Transformers that are used to increase
voltage are called ‘step up transformers’ and
those used to reduce voltage are called ‘step
down transformers’.
Radio
The invention of radio owes much to the development of
transformers, telegraph and telephones. The first radio
transmitters were called radiotelegraphy transmitters and
shared many of telegraph’s components. The story of radio’s
genesis is both convoluted and controversial with a number
of people making crucial contributions.
In 1864 a brilliant Scottish mathematician called James
Clerk Maxwell predicted the existence and nature of radio
waves. His work was largely missunderstood so it wasn’t untill about three decades
later that the first radio’s were developed.
Even to this day there is considerable debate as to who actually invented radio.

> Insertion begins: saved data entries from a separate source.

PR #592, opened 2022-06-09
clean up swr + dont use user session for data

mattcasey:
- cleans up the code around useSWR 
- we should never rely on 'req.session.user' to be up-to-date. We really should just replace this with a userId


AndreiMitrea (approved):
Code review only.

PR #594, opened 2022-06-10
Add breadcrumbs for public page

mattcasey:
This was trickier than it looked because I had to make sure all the context loads properly, including with SWR refreshes. The flow now looks like this:
1) the PublicPage component determines what space and page we're looking at by calling getPublicPage(). This  api call now supports a path as well as a pageId.
2) usePages() is used to grab the rest of the pages. It depends on useSpace(), but that depends on the /domain URL. So I updated usePages() to check for the /share/[pageId] route and in that case, just assume it's the first workspace available (since we only load one for public pages).

image

### DIFF
--- a/components/common/PageLayout/components/Header/Header.tsx
+++ b/components/common/PageLayout/components/Header/Header.tsx
@@ -25,14 +25,14 @@ import { usePages } from 'hooks/usePages';
 import { useUser } from 'hooks/useUser';
 import { generateMarkdown } from 'lib/pages/generateMarkdown';
 import { useRouter } from 'next/router';
-import React, { useRef, useState } from 'react';
+import { useRef, useState } from 'react';
 import Account from '../Account';
 import ShareButton from '../ShareButton';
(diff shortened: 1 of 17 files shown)


components/common/PageLayout/components/Header/Header.tsx
```diff
@@ -115,15 +117,16 @@ export default function Header (
         edge='start'
         sx={{
           display: {
-            xs: hideSidebarOnSmallScreen ? 'none' : 'block',
-            md: 'block'
+            xs: hideSidebarOnSmallScreen ? 'none' : 'inline-flex',
+            md: 'inline-flex'
```
mattcasey, line 121: this was messing up the shape of the hover background (looks like an oval instead of a circle)

Devorein (approved):

Devorein:
Looks great. One small issue I found was viewing a public card page. Initially the card properties and breadcrumbs aren't shown but after refocus they are shown.

PR #596, opened 2022-06-10
Simplify loading of permissions and fix for loading context for public pages

mattcasey:
The fix was to remove teh call to 'refreshPage' inside of usePAges but it required a number of other changes which led to some nice cleanup.. thanks @motechFR

### DIFF
--- a/charmClient.ts
+++ b/charmClient.ts
@@ -153,7 +153,7 @@ class CharmClient {
   }
 
   createPage (pageOpts: Prisma.PageCreateInput) {
-    return http.POST<Page>('/api/pages', pageOpts);
+    return http.POST<IPageWithPermissions>('/api/pages', pageOpts);
   }
 
   getPage (pageId: string, spaceId?:string) {
--- a/charmClient.ts
+++ b/charmClient.ts
@@ -141,7 +141,7 @@ class CharmClient {
   }
 
   getPages (spaceId: string) {
-    return http.GET<Page[]>(`/api/spaces/${spaceId}/pages`);
+    return http.GET<IPageWithPermissions[]>(`/api/spaces/${spaceId}/pages`);
   }
 
   getArchivedPages (spaceId: string) {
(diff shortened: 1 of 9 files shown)


charmClient.ts
```diff
@@ -141,7 +141,7 @@ class CharmClient {
   }
 
   getPages (spaceId: string) {
-    return http.GET<Page[]>(`/api/spaces/${spaceId}/pages`);
+    return http.GET<IPageWithPermissions[]>(`/api/spaces/${spaceId}/pages`);
```
mattcasey, line 144: this turned out to be unecessary but i believe it's more accurate

motechFR: I've also updated the corresponding typing in the api in this [commit](https://github.com/charmverse/app.charmverse.io/pull/596/commits/b75f6b5817d0ed0503ab50bff4eacb1773f0029b)

Always good to have our types be accurate

components/common/PageLayout/components/ShareButton/components/ShareToWeb.tsx
```diff
@@ -41,50 +41,35 @@ const CopyButton = styled((props: any) => <Button color='secondary' variant='out
...
-export default function ShareToWeb ({ pageId }: Props) {
+export default function ShareToWeb ({ pageId, pagePermissions }: Props) {
 
   const router = useRouter();
-  // What user can do
-  const { pages, setPages, getPagePermissions, refreshPage } = usePages();
+  const { pages, getPagePermissions, refreshPage } = usePages();
   const [copied, setCopied] = useState<boolean>(false);
   const [space] = useCurrentSpace();
+  const publicPermission = pagePermissions.find(publicPerm => publicPerm.public === true) ?? null;
```
motechFR, line 54: The amount of deletions going on in this whole file is extremely pleasing

motechFR (approved):

PR #598, opened 2022-06-11
Add workspace  domain to public page path

mattcasey:
I ran into this because I was sharing the "getting started" page, otherwise no one would run into this right now. But it will be important when we let people customize the path anyway.


__integration-tests__/server/pages/api/public/pages/[pageId].spec.ts
```diff
@@ -0,0 +1,79 @@
+/* eslint-disable @typescript-eslint/no-unused-vars */
```
Comment (motechFR) [inline __integration-tests__/server/pages/api/public/pages/[pageId].spec.ts:1]: @mattcasey Finally found a decent simple set of tests for page data API.

This section makes sure we support either pageId or space domain + page path

pages/api/public/pages/[...pageId]/index.ts
```diff
@@ -22,19 +22,34 @@ handler.get(getPublicPage);
 
 async function getPublicPage (req: NextApiRequest, res: NextApiResponse<PublicPageResponse>) {
 
-  const { pageId } = req.query;
+  const { pageId: pageIdOrPath } = req.query as {pageId: string[]};
```
Comment (motechFR) [inline pages/api/public/pages/[...pageId]/index.ts:25]: Didn't know about spread syntax in the API till I worked with this

pages/api/public/pages/[...pageId]/index.ts
```diff
@@ -22,19 +22,34 @@ handler.get(getPublicPage);
...
+          deletedAt: null,
+          spaceId: space.id,
+          space: {
+            domain: spaceDomain
+          },
+          path: pagePath.trim()
+        }
+      });
+    }
+  }
```
Comment (motechFR) [inline pages/api/public/pages/[...pageId]/index.ts:52]: Corrected this lookup so we are comparing spaceDomain and not spaceId

testing/setupDatabase.ts
```diff
@@ -61,7 +61,8 @@ export async function generateUserAndSpaceWithApiToken (walletAddress: string =
     space = await prisma.space.create({
       data: {
         name: 'Example space',
-        domain: v4(),
+        // Adding prefix avoids this being evaluated as uuid
+        domain: `domain-${v4()}`,
```
motechFR, line 65: Allows us to differentiate between UUID and non-UUID  url segment

motechFR (approved):

pages/api/public/pages/[...pageId]/index.ts
Comment (mattcasey) [reply pages/api/public/pages/[...pageId]/index.ts:52]: i'm already querying the space by domain, so i don't think we need that line?

__integration-tests__/server/pages/api/public/pages/[pageId].spec.ts
Comment (mattcasey) [reply __integration-tests__/server/pages/api/public/pages/[pageId].spec.ts:1]: that's great... why is "no-unused-vars" necessary here?

__integration-tests__/server/pages/api/public/pages/[pageId].spec.ts
```diff
@@ -0,0 +1,79 @@
...
+
+const exampleText = 'Content to compare';
+
+const pagePath = 'page-path';
+
+// These API calls should succeed without needed a user account
+describe('GET /api/public/pages/[pageId] - Load public page', () => {
+  it('should return the public page if provided the page ID and respond 200', async () => {
+
+    const page = await createPage({
```
Comment (mattcasey) [inline __integration-tests__/server/pages/api/public/pages/[pageId].spec.ts:26]: is this page being cleaned up somewhere?

Comment (motechFR) [reply __integration-tests__/server/pages/api/public/pages/[pageId].spec.ts:26]: I've added an inline cleanup for now in each test

pages/api/public/pages/[...pageId]/index.ts
Comment (motechFR) [reply pages/api/public/pages/[...pageId]/index.ts:52]: Thanks for spotting that, agree it's redundant.

Let's go with spaceDomain + pagePath as it's more meaningfully related to the original API path query

PR #600, opened 2022-06-12
Logout button in nexus page

Devorein:


components/nexus/components/NexusPageTitle.tsx
```diff
@@ -21,18 +28,33 @@ export default function PageTitle ({ subPage }: { subPage?: string }) {
...
-          <Box component='span' alignItems='center' sx={{ fontWeight: 'bold' }}>
-            {subPage}
+        <Box component='span' alignItems='center' sx={{ fontWeight: 'bold' }}>
+          {subPage}
+        </Box>
+      )
+        : (
+          <Box display='flex' justifyContent='space-between' width='100%' alignItems='center'>
+            <Box component='span' sx={{ fontWeight: 'bold' }}>{MyNexus}</Box>
+            {/* user cant be logged out so long as their wallet is connected (TODO: fix!) */}
```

Guglielmo Marconi is generally credited with radio’s invention although in 1933 a
US supreme court decision revoked Marconi’s patents in favour of Nikola Tesla.
Despite this there is no doubt that Marconi achieved a number of milestones in the
development of radio including the first trans atlantic radio message.
The German physicist Heinrich Hertz could also be credited with radio’s invention
and was the first to actually demonstrate the existence of radio waves in 1893. Around
about two years later Marconi unvieled a practical radiotelegraph setting in motion a
revolution that led to radio, radar, television, mobile phones and many other icons of
our technological age.
Early radio transmitters were rudimentary devices that created a spark between two
small metal spheres one of which was connected to a length of wire called an antenna.
Looking at the illustration we can follow the sequence of events.
A telegraphers switch briefly supplies current to the primary windings of a
transformer. The sudden surge in voltage is multiplied in the transformers secondary
winding causing a strong spark to jump between two closely mounted metal spheres.
A long piece of wire called an antenna would then pulse with electric charge and in
doing so emmit radio waves.
Recievers at this time employed an even cruder means of detecting radio waves. It
was known that dust or iron filings will tend to clump together (cohere) in the
presence of radio waves. Iron filings are normally poor conductors of electricity but
when they clump together or cohere they conduct electricty readily. The first radio
recievers were based on the coherer, a glass tube containing iron filings and sealed by
a metal cap at each end. Refering to the diagram, a battery is connected to one side of
the coherer while the other side is connected to an electromagnet. The electromagnet
in turn is also connected to the battery. When no radio waves are present very little
current passes through the coherer so the electromagnet does not attract the armature.
As soon as a burst of radio waves passed over the coherer its iron filings would cohere
allowing current to flow thus activating the electromagnet. One giant shortfall of a
coherer was that once the iron filings had clumped together the tube had be tapped to
dispurse them again hence this system was only good for the transmission of morse
code.
Coherers formed the basis of radio recievers for about the first ten years of their
production limiting the usefullness of this technology. It wasn’t untill the invention of
tuned oscillating circuits and electronic components like vacuum tubes that truly
modern radio was born.
We will take another look at radio in chapter 5.